- **Saved entries**
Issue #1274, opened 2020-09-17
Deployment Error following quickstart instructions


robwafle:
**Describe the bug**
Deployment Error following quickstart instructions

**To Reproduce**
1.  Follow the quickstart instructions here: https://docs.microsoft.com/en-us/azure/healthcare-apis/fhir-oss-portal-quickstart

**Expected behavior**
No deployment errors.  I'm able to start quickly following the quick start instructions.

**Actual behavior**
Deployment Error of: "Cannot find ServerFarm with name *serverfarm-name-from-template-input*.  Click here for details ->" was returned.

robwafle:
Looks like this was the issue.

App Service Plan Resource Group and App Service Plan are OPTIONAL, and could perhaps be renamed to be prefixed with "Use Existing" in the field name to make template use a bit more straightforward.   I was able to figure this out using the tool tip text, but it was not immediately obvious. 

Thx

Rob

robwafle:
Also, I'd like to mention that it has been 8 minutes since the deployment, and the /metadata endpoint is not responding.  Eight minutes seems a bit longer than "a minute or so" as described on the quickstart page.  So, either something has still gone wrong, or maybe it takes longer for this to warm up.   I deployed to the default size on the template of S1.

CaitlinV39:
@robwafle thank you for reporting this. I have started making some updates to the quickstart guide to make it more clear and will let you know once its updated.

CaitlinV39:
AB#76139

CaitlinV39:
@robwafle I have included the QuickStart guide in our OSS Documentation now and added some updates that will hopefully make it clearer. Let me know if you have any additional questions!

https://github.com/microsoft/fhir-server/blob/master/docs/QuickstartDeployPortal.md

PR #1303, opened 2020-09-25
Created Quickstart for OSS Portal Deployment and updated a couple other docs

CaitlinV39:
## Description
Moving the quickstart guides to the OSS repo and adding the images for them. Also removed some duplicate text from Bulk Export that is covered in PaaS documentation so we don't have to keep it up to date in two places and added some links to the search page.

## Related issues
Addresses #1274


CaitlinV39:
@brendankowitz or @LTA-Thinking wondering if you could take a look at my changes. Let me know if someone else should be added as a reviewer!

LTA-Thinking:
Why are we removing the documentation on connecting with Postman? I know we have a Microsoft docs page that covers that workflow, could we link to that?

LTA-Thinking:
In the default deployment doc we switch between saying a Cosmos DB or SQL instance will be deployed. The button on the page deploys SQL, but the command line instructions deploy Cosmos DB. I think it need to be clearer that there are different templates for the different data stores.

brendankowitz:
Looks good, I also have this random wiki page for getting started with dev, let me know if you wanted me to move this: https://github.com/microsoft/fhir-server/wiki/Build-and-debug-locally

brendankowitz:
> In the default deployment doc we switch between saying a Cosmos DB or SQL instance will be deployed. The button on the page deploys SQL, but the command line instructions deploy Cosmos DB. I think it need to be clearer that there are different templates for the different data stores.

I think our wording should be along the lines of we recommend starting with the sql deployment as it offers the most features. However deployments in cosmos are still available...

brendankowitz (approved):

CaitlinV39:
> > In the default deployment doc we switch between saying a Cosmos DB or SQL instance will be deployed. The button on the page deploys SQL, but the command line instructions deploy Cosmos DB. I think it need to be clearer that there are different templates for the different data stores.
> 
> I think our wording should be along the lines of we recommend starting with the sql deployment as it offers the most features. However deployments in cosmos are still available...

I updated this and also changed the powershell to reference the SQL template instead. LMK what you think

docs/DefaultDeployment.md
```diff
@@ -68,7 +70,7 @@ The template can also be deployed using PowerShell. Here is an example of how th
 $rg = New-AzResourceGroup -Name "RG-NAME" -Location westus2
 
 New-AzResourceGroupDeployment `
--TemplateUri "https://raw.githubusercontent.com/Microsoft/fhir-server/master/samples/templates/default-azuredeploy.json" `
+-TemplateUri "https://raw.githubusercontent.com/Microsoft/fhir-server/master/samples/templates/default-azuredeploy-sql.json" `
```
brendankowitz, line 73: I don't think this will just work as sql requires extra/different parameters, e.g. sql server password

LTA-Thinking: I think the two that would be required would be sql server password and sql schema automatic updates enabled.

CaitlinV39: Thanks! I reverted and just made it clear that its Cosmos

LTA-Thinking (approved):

- **TASK DIRECTIONS**
The lines to retype run from the start of the entries through the line containing "Looks like this was the issue."; reproduce them exactly and add nothing.

- **WORKED SOLUTION**
Issue #1274, opened 2020-09-17
Deployment Error following quickstart instructions


robwafle:
**Describe the bug**
Deployment Error following quickstart instructions

**To Reproduce**
1.  Follow the quickstart instructions here: https://docs.microsoft.com/en-us/azure/healthcare-apis/fhir-oss-portal-quickstart

**Expected behavior**
No deployment errors.  I'm able to start quickly following the quick start instructions.

**Actual behavior**
Deployment Error of: "Cannot find ServerFarm with name *serverfarm-name-from-template-input*.  Click here for details ->" was returned.

robwafle:
Looks like this was the issue.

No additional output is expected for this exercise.